Records for the task Start Marker

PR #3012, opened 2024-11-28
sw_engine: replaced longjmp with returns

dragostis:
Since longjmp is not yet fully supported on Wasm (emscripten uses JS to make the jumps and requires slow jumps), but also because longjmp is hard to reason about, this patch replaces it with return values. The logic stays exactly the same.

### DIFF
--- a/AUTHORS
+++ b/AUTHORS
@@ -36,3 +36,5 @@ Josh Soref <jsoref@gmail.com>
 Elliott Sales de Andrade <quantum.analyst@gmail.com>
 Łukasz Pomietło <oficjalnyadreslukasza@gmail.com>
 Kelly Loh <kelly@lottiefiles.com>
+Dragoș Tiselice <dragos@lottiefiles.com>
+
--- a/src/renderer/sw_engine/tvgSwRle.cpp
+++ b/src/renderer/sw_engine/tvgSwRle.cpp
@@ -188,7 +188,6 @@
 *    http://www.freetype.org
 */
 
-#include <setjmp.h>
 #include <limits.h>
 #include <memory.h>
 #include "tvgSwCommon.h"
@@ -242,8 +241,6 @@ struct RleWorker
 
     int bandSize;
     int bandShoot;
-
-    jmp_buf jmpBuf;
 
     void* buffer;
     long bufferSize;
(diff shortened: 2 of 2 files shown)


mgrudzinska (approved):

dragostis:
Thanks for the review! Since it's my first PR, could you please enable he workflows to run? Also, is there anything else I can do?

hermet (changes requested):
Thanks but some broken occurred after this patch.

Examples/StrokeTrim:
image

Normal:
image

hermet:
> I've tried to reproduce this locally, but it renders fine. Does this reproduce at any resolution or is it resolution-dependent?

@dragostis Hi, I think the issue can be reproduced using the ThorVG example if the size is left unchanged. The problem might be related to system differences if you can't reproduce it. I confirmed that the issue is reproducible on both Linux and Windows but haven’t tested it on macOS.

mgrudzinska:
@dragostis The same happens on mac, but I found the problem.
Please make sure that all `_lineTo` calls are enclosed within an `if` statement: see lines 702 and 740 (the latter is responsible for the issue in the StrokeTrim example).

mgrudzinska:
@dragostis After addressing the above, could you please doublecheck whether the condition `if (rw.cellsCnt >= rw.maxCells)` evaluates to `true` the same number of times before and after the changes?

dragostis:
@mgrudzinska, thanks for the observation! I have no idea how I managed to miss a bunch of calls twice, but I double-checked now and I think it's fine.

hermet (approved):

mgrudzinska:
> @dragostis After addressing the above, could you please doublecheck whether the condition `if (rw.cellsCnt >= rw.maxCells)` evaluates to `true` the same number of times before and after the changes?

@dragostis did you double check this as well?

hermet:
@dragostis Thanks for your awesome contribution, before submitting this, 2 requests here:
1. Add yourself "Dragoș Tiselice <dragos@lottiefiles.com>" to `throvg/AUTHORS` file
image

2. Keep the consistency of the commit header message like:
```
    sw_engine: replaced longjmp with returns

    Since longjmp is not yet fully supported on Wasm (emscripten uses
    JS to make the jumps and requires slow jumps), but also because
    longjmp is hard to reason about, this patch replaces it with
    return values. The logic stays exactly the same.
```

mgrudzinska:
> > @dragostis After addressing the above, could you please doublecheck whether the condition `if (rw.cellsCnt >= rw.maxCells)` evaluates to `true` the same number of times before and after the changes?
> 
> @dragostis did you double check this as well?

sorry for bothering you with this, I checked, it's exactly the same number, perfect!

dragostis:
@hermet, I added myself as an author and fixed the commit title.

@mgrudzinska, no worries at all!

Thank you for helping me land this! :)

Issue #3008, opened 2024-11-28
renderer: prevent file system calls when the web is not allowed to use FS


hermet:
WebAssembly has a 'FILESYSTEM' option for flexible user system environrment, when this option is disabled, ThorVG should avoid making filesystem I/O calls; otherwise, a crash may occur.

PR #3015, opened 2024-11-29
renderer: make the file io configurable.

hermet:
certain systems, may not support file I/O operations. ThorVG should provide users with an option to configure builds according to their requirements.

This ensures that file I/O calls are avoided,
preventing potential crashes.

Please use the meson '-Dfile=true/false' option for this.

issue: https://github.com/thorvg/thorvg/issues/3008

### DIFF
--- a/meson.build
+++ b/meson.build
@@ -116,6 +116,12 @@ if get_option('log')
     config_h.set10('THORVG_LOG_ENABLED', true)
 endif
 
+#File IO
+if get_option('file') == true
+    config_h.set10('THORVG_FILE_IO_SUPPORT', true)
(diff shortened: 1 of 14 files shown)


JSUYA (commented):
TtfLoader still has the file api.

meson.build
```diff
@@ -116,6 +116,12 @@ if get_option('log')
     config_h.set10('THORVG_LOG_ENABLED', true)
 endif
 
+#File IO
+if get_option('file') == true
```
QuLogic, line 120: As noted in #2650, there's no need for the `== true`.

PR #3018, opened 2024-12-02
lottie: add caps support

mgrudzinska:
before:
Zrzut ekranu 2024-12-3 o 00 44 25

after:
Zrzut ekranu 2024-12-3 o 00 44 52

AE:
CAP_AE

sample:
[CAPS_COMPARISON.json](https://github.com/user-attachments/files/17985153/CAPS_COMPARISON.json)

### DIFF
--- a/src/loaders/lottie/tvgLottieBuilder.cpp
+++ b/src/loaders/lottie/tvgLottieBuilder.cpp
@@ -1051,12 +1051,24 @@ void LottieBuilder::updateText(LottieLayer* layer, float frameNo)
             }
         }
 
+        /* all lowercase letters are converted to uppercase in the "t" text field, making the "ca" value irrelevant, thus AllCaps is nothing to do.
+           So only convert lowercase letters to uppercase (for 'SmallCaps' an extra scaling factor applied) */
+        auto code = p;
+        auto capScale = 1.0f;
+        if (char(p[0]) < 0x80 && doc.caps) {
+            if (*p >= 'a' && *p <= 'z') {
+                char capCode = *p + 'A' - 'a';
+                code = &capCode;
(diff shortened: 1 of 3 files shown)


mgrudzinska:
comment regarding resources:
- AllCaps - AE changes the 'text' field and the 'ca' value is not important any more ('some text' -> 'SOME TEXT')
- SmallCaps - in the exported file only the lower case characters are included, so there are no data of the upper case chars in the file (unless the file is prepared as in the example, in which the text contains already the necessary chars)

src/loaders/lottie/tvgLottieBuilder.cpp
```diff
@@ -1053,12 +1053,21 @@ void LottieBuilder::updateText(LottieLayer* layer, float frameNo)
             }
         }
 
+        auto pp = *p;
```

Records for the task End Marker

Exactly as written above, copy out all the records.

### Exercise output:
PR #3012, opened 2024-11-28
sw_engine: replaced longjmp with returns

dragostis:
Since longjmp is not yet fully supported on Wasm (emscripten uses JS to make the jumps and requires slow jumps), but also because longjmp is hard to reason about, this patch replaces it with return values. The logic stays exactly the same.

### DIFF
--- a/AUTHORS
+++ b/AUTHORS
@@ -36,3 +36,5 @@ Josh Soref <jsoref@gmail.com>
 Elliott Sales de Andrade <quantum.analyst@gmail.com>
 Łukasz Pomietło <oficjalnyadreslukasza@gmail.com>
 Kelly Loh <kelly@lottiefiles.com>
+Dragoș Tiselice <dragos@lottiefiles.com>
+
--- a/src/renderer/sw_engine/tvgSwRle.cpp
+++ b/src/renderer/sw_engine/tvgSwRle.cpp
@@ -188,7 +188,6 @@
 *    http://www.freetype.org
 */
 
-#include <setjmp.h>
 #include <limits.h>
 #include <memory.h>
 #include "tvgSwCommon.h"
@@ -242,8 +241,6 @@ struct RleWorker
 
     int bandSize;
     int bandShoot;
-
-    jmp_buf jmpBuf;
 
     void* buffer;
     long bufferSize;
(diff shortened: 2 of 2 files shown)


mgrudzinska (approved):

dragostis:
Thanks for the review! Since it's my first PR, could you please enable he workflows to run? Also, is there anything else I can do?

hermet (changes requested):
Thanks but some broken occurred after this patch.

Examples/StrokeTrim:
image

Normal:
image

hermet:
> I've tried to reproduce this locally, but it renders fine. Does this reproduce at any resolution or is it resolution-dependent?

@dragostis Hi, I think the issue can be reproduced using the ThorVG example if the size is left unchanged. The problem might be related to system differences if you can't reproduce it. I confirmed that the issue is reproducible on both Linux and Windows but haven’t tested it on macOS.

mgrudzinska:
@dragostis The same happens on mac, but I found the problem.
Please make sure that all `_lineTo` calls are enclosed within an `if` statement: see lines 702 and 740 (the latter is responsible for the issue in the StrokeTrim example).

mgrudzinska:
@dragostis After addressing the above, could you please doublecheck whether the condition `if (rw.cellsCnt >= rw.maxCells)` evaluates to `true` the same number of times before and after the changes?

dragostis:
@mgrudzinska, thanks for the observation! I have no idea how I managed to miss a bunch of calls twice, but I double-checked now and I think it's fine.

hermet (approved):

mgrudzinska:
> @dragostis After addressing the above, could you please doublecheck whether the condition `if (rw.cellsCnt >= rw.maxCells)` evaluates to `true` the same number of times before and after the changes?

@dragostis did you double check this as well?

hermet:
@dragostis Thanks for your awesome contribution, before submitting this, 2 requests here:
1. Add yourself "Dragoș Tiselice <dragos@lottiefiles.com>" to `throvg/AUTHORS` file
image

2. Keep the consistency of the commit header message like:
```
    sw_engine: replaced longjmp with returns

    Since longjmp is not yet fully supported on Wasm (emscripten uses
    JS to make the jumps and requires slow jumps), but also because
    longjmp is hard to reason about, this patch replaces it with
    return values. The logic stays exactly the same.
```

mgrudzinska:
> > @dragostis After addressing the above, could you please doublecheck whether the condition `if (rw.cellsCnt >= rw.maxCells)` evaluates to `true` the same number of times before and after the changes?
> 
> @dragostis did you double check this as well?

sorry for bothering you with this, I checked, it's exactly the same number, perfect!

dragostis:
@hermet, I added myself as an author and fixed the commit title.

@mgrudzinska, no worries at all!

Thank you for helping me land this! :)

Issue #3008, opened 2024-11-28
renderer: prevent file system calls when the web is not allowed to use FS


hermet:
WebAssembly has a 'FILESYSTEM' option for flexible user system environrment, when this option is disabled, ThorVG should avoid making filesystem I/O calls; otherwise, a crash may occur.

PR #3015, opened 2024-11-29
renderer: make the file io configurable.

hermet:
certain systems, may not support file I/O operations. ThorVG should provide users with an option to configure builds according to their requirements.

This ensures that file I/O calls are avoided,
preventing potential crashes.

Please use the meson '-Dfile=true/false' option for this.

issue: https://github.com/thorvg/thorvg/issues/3008

### DIFF
--- a/meson.build
+++ b/meson.build
@@ -116,6 +116,12 @@ if get_option('log')
     config_h.set10('THORVG_LOG_ENABLED', true)
 endif
 
+#File IO
+if get_option('file') == true
+    config_h.set10('THORVG_FILE_IO_SUPPORT', true)
(diff shortened: 1 of 14 files shown)


JSUYA (commented):
TtfLoader still has the file api.

meson.build
```diff
@@ -116,6 +116,12 @@ if get_option('log')
     config_h.set10('THORVG_LOG_ENABLED', true)
 endif
 
+#File IO
+if get_option('file') == true
```
QuLogic, line 120: As noted in #2650, there's no need for the `== true`.

PR #3018, opened 2024-12-02
lottie: add caps support

mgrudzinska:
before:
Zrzut ekranu 2024-12-3 o 00 44 25

after:
Zrzut ekranu 2024-12-3 o 00 44 52

AE:
CAP_AE

sample:
[CAPS_COMPARISON.json](https://github.com/user-attachments/files/17985153/CAPS_COMPARISON.json)

### DIFF
--- a/src/loaders/lottie/tvgLottieBuilder.cpp
+++ b/src/loaders/lottie/tvgLottieBuilder.cpp
@@ -1051,12 +1051,24 @@ void LottieBuilder::updateText(LottieLayer* layer, float frameNo)
             }
         }
 
+        /* all lowercase letters are converted to uppercase in the "t" text field, making the "ca" value irrelevant, thus AllCaps is nothing to do.
+           So only convert lowercase letters to uppercase (for 'SmallCaps' an extra scaling factor applied) */
+        auto code = p;
+        auto capScale = 1.0f;
+        if (char(p[0]) < 0x80 && doc.caps) {
+            if (*p >= 'a' && *p <= 'z') {
+                char capCode = *p + 'A' - 'a';
+                code = &capCode;
(diff shortened: 1 of 3 files shown)


mgrudzinska:
comment regarding resources:
- AllCaps - AE changes the 'text' field and the 'ca' value is not important any more ('some text' -> 'SOME TEXT')
- SmallCaps - in the exported file only the lower case characters are included, so there are no data of the upper case chars in the file (unless the file is prepared as in the example, in which the text contains already the necessary chars)

src/loaders/lottie/tvgLottieBuilder.cpp
```diff
@@ -1053,12 +1053,21 @@ void LottieBuilder::updateText(LottieLayer* layer, float frameNo)
             }
         }
 
+        auto pp = *p;
```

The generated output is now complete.